In addition, the invention also clarifies the mathematical problems of the cold quantity released by the dry ice in the process of freezing food by the dry ice coupling non-freezing liquid, heat exchange in the process of freezing food and the like. The invention uses the non-freezing liquid to couple with dry ice to realize quick low-temperature freezing of food, not only can reduce the size of ice crystals in frozen products and the damage of the ice crystals to tissue structures, but also can improve the freezing rate, balance the frozen medium in real time to keep the ultralow temperature constant freezing temperature, and the fish body can realize the non-difference of the generation of muscle ice crystals in different periods of time and keep the quality of the food. The freezing technology is novel and environment-friendly, and fills the blank in the field of food freezing.
Drawings
FIG. 1 is a schematic diagram of an experimental apparatus according to the present invention.
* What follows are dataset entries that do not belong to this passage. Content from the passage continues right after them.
Issue #442, opened 2016-02-22
[Feature] Reverse playlist


flocke:
Like the title says I would love a command to quickly reverse an entire playlist.
A lot of playlists I load from Youtube are in inverse order and it is kind of tiresome to use `sw` to reverse them manually.

flocke:
Thanks for implementing it. I actually forgot that I submitted this request...
Just tested it and everything is working fine for me ;)

PR #473, opened 2016-04-11
Add a reverse command

kraetzin:
Referencing issue #442.

This implements the `reverse`, `reverse <number>-<number>`, and `reverse all` commands for editing playlists. `reverse all` is especially useful for #472 since it moves the latest played songs to the start of history.

### DIFF
--- a/mps_youtube/main.py
+++ b/mps_youtube/main.py
@@ -2641,6 +2641,12 @@ def reverse_songs_range(lower, upper):
 @commands.command(r'reverse all')
 def reverse_playlist():
     """ Reverse order of entire loaded playlist. """
+    # Prevent crash if no last query
+    if g.last_search_query == (None, None):
+        g.content = logo()
+        g.message = "No playlist loaded"
+        return
+
     songs_list_or_func = g.last_search_query[1]['func']
     if callable(songs_list_or_func):
         songs = reversed(songs_list_or_func(0,None))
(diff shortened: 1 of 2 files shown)


mps_youtube/main.py
```diff
@@ -2619,6 +2619,43 @@ def shuffle_fn():
...
+@commands.command(r'reverse all')
+def reverse_playlist():
+    """ Reverse order of entire loaded playlist. """
+    # Prevent crash if no last query
+    if g.last_search_query == (None, None):
+        g.content = logo()
+        g.message = "No playlist loaded"
+        return
+
+    songs_list_or_func = g.last_search_query[1]['func']
```
ids1024: This crashes with `KeyError: 'func'` for a playlist search (e.g. `//playlist`).

kraetzin: I hadn't considered playlist searches. I'll see if I can get those working.

kraetzin:
I've handled the error when trying to reverse a list of playlists. I also handled an error that occurs when trying to reverse the list of user uploads.

ids1024:
> I also handled an error that occurs when trying to reverse the list of user uploads.

I made this actually work in commit f439c1f6c80c3b98549f92235e0f7b2b0132f59e.

If `paginatesongs`, `IterSlicer` etc. seem somewhat convoluted, they sort of are; when  #423 is done the API for these things should be a lot cleaner.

Fig. 2 is a schematic diagram showing temperature change curves of fish body and unfrozen liquid in the freezing process of the invention: wherein the X-axis represents time, units: min; the Y-axis represents temperature, unit: the temperature is lower than the temperature; t (T) 0 Represents the initial temperature of the large yellow croaker before freezing in units of: the temperature is lower than the temperature; t (T) 1 Represents the center temperature at the end of the precooling of the large yellow croaker in units of: the temperature is lower than the temperature; t (T) 2 Represents the center temperature in units of when the large yellow croaker is frozen: the temperature is lower than the temperature; t is t a Represents the time point of dry ice addition, unit: min; t is t b Represents the time in units of minimum temperature of the non-frozen liquid: min; t is t c Time representing the end of the freezing of large yellow croaker, unit: min; t (T) a Represents the set temperature reached by the unfrozen liquid, unit: the temperature is lower than the temperature; t (T) b Represents the temperature in units of the unfrozen liquid when the temperature is raised to the temperature at which dry ice is required to be added: the temperature is lower than the temperature; t (T) c Represents the minimum temperature reached by the non-frozen liquid in units of: DEG C.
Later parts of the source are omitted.